* **To do**: Return each line of the entries that mentions the word "etcd".

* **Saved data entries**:
PR #1295, opened 2025-03-03
neonvm-controller: implement migration webhooks

### LINKED ISSUE #719: Implement VirtualMachineMigration webhook validators
AFAICT, in theory this means that a VirtualMachineMigration can be changed out from underneath the controller in ways we might not expect, which can lead to hard-to-debug errors (especially if we didn't realize we were changing the migration in the first place).

Omrigan:
Not much we need to check for, but it guards us from creating a migration for the wrong VM.

Closes #719.

### DIFF
--- a/neonvm/apis/neonvm/v1/virtualmachinemigration_webhook.go
+++ b/neonvm/apis/neonvm/v1/virtualmachinemigration_webhook.go
@@ -45,9 +45,6 @@ var _ webhook.Validator = &VirtualMachineMigration{}
 //
 // The controller wraps this logic so it can inject extra control in the webhook.
 func (r *VirtualMachineMigration) ValidateCreate() (admission.Warnings, error) {
-	if len(r.Spec.VmName) == 0 {
-		return nil, fmt.Errorf("vmName is required")
-	}
 	return nil, nil
 }
 
--- a/neonvm/apis/neonvm/v1/virtualmachinemigration_webhook.go
+++ b/neonvm/apis/neonvm/v1/virtualmachinemigration_webhook.go
@@ -17,6 +17,8 @@ limitations under the License.
 package v1
 
 import (
+	"fmt"
+
 	"sigs.k8s.io/controller-runtime/pkg/webhook"
 	"sigs.k8s.io/controller-runtime/pkg/webhook/admission"
 
@@ -42,7 +44,6 @@ var _ webhook.Validator = &VirtualMachineMigration{}
 //
 // The controller wraps this logic so it can inject extra control in the webhook.
 func (r *VirtualMachineMigration) ValidateCreate() (admission.Warnings, error) {
-	// TODO: implement creation validation webhook (?)
 	return nil, nil
 }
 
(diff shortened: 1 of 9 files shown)


pkg/neonvm/controllers/webhook.go
```diff
@@ -135,6 +137,16 @@ var _ webhook.CustomValidator = (*VMWebhook)(nil)
 // ValidateCreate implements webhook.CustomValidator
 func (w *VMMigrationWebhook) ValidateCreate(ctx context.Context, obj runtime.Object) (admission.Warnings, error) {
 	vmm := obj.(*vmv1.VirtualMachineMigration)
+	var vm vmv1.VirtualMachine
+	err := w.Client.Get(ctx, types.NamespacedName{Name: vmm.Spec.VmName, Namespace: vmm.Namespace}, &vm)
+	if err != nil {
+		return nil, fmt.Errorf("vm %s not found: %w", vmm.Spec.VmName, err)
```
sharnoff, line 143: question(blocking): This can fail for other reasons than "not found", right?

pkg/neonvm/controllers/webhook.go
```diff
@@ -135,6 +137,16 @@ var _ webhook.CustomValidator = (*VMWebhook)(nil)
 // ValidateCreate implements webhook.CustomValidator
 func (w *VMMigrationWebhook) ValidateCreate(ctx context.Context, obj runtime.Object) (admission.Warnings, error) {
```
sharnoff, line 138: Higher level question here: With #1300, the migration will already fail if the VM doesn't exist. Why do we need the same check in `ValidateCreate` ?

Separately, I'm not sure it's a good idea to perform k8s operations inside a webhook, because the webhook itself blocks other k8s operations. I think _in theory_ it should be fine, but that possibility of feedback makes me nervous.

sharnoff (commented):
Some comments about `ValidateCreate`, otherwise looks good

pkg/neonvm/controllers/webhook.go
Omrigan: Well... even if API call failed, we VM is still kind of "not found" 😄 

Not sure if this is the right logic.

sharnoff: I guess this is obsolete now, but for the future: There's a handful of unrelated reasons that a request can fail -- e.g., auth, API server restarted, etcd timeout :sweat_smile:

neonvm/apis/neonvm/v1/virtualmachinemigration_webhook.go
```diff
@@ -42,22 +45,27 @@ var _ webhook.Validator = &VirtualMachineMigration{}
 //
 // The controller wraps this logic so it can inject extra control in the webhook.
 func (r *VirtualMachineMigration) ValidateCreate() (admission.Warnings, error) {
-	// TODO: implement creation validation webhook (?)
+	if len(r.Spec.VmName) == 0 {
+		return nil, fmt.Errorf("vmName is required")
+	}
```
sharnoff, line 50: Huh, won't this already be required by the CRD? (if not: can we have it handled there? IIRC there's tons of validation options, I would assume "non-empty string" is one of them :sweat_smile:)

sharnoff (approved):
LGTM, modulo one comment

neonvm/apis/neonvm/v1/virtualmachinemigration_webhook.go
Omrigan: You are right, I did it with `kubebuilder:validation:MinLength` in the last commit.

However, it is trickier to test.

pkg/neonvm/controllers/webhook.go
Omrigan: Right, "vm not found" usually perceived as "vm does not exist", even though _technically_ it can mean "etcd timouted, so we couldn't find the vm, ergo it is _not found_". 

But I agree it would be confusing.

* **Answer to the exercise**:
sharnoff: I guess this is obsolete now, but for the future: There's a handful of unrelated reasons that a request can fail -- e.g., auth, API server restarted, etcd timeout :sweat_smile:
Omrigan: Right, "vm not found" usually perceived as "vm does not exist", even though _technically_ it can mean "etcd timouted, so we couldn't find the vm, ergo it is _not found_". 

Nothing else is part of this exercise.